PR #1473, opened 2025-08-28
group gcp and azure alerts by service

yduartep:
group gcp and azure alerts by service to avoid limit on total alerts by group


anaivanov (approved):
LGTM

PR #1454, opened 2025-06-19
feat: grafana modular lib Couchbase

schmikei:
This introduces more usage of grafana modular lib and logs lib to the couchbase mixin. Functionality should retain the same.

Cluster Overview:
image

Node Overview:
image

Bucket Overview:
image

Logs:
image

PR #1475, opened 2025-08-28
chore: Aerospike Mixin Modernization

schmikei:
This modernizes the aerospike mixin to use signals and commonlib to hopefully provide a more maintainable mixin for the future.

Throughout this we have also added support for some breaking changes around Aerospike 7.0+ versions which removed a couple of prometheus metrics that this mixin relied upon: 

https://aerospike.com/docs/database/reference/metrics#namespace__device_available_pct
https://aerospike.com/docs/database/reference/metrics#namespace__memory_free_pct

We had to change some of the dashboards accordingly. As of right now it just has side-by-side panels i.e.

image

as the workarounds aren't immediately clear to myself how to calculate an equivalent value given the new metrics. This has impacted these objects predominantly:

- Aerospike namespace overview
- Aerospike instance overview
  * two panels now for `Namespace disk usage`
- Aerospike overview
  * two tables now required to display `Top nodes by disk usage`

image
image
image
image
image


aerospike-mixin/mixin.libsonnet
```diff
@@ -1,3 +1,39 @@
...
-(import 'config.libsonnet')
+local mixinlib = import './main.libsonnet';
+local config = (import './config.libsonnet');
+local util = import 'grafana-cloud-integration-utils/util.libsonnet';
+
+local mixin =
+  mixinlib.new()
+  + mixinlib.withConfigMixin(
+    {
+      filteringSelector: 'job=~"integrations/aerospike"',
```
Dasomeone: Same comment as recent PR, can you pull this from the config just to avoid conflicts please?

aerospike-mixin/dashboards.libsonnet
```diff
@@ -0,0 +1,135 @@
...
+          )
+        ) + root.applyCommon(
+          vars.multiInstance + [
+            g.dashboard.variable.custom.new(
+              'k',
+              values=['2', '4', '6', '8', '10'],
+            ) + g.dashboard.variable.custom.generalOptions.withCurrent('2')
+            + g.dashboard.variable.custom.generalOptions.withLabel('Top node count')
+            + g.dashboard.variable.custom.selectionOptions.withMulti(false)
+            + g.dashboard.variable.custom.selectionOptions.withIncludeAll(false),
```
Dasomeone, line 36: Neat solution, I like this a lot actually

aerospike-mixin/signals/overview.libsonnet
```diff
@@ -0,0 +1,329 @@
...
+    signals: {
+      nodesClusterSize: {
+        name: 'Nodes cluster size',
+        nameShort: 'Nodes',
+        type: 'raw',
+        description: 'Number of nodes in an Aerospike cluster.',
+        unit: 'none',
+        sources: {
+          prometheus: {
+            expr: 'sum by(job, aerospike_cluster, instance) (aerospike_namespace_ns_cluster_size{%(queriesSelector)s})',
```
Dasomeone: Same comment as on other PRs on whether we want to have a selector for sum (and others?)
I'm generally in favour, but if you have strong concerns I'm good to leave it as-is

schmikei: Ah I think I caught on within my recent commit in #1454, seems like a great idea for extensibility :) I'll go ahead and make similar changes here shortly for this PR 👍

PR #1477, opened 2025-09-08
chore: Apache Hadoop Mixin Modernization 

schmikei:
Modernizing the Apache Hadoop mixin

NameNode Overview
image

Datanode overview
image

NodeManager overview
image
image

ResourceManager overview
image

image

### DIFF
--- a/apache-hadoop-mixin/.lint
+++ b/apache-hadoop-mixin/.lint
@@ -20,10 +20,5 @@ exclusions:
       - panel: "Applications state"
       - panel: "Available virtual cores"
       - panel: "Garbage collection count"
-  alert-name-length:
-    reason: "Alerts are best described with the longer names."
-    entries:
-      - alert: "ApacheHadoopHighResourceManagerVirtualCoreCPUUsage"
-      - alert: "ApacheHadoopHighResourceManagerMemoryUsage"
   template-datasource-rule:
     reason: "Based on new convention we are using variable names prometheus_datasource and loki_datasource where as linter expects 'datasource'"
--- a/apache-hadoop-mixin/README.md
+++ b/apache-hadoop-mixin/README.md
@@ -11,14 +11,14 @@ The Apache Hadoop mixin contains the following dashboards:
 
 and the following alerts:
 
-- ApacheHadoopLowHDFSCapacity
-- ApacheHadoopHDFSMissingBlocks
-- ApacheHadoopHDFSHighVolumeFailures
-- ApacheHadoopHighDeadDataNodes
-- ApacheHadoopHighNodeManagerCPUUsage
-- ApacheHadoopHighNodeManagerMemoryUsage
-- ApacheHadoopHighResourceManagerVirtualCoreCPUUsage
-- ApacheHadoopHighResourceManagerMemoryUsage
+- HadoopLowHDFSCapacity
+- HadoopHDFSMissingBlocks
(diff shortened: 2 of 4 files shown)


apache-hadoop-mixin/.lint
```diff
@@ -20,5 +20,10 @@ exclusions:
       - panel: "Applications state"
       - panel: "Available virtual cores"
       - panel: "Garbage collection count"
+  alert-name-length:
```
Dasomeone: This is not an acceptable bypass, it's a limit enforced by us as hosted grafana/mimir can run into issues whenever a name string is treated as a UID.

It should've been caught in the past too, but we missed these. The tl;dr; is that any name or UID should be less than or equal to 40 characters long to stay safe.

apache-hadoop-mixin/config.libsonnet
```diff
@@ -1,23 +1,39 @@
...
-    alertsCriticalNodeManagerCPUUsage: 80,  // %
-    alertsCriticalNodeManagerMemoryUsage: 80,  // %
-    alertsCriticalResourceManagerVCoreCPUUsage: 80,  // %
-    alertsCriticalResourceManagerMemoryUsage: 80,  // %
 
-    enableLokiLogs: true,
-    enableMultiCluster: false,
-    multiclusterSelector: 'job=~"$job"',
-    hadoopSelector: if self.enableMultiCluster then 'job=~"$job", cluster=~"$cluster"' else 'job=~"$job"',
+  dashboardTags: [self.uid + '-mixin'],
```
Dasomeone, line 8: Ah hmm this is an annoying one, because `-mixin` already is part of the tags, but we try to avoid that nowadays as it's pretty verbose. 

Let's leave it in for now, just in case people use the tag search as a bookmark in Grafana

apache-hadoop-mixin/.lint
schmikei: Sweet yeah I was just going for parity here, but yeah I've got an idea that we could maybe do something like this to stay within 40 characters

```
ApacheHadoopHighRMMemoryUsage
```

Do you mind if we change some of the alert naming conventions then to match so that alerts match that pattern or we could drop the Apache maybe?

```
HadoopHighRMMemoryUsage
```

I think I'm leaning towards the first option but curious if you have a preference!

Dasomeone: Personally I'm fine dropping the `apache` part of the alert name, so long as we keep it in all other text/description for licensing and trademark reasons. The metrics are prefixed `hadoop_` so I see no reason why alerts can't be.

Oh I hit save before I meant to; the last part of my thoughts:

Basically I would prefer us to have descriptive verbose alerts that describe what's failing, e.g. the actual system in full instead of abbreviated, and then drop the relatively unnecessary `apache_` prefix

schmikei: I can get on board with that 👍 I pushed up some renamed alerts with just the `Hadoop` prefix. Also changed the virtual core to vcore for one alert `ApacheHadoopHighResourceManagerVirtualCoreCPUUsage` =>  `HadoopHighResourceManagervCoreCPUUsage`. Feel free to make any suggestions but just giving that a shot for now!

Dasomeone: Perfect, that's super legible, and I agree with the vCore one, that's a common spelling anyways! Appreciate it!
-*-*-
WHAT TO DO = Search the material for the word "changes" and copy every matching line.

ANSWER BOX =
Throughout this we have also added support for some breaking changes around Aerospike 7.0+ versions which removed a couple of prometheus metrics that this mixin relied upon: 
schmikei: Ah I think I caught on within my recent commit in #1454, seems like a great idea for extensibility :) I'll go ahead and make similar changes here shortly for this PR 👍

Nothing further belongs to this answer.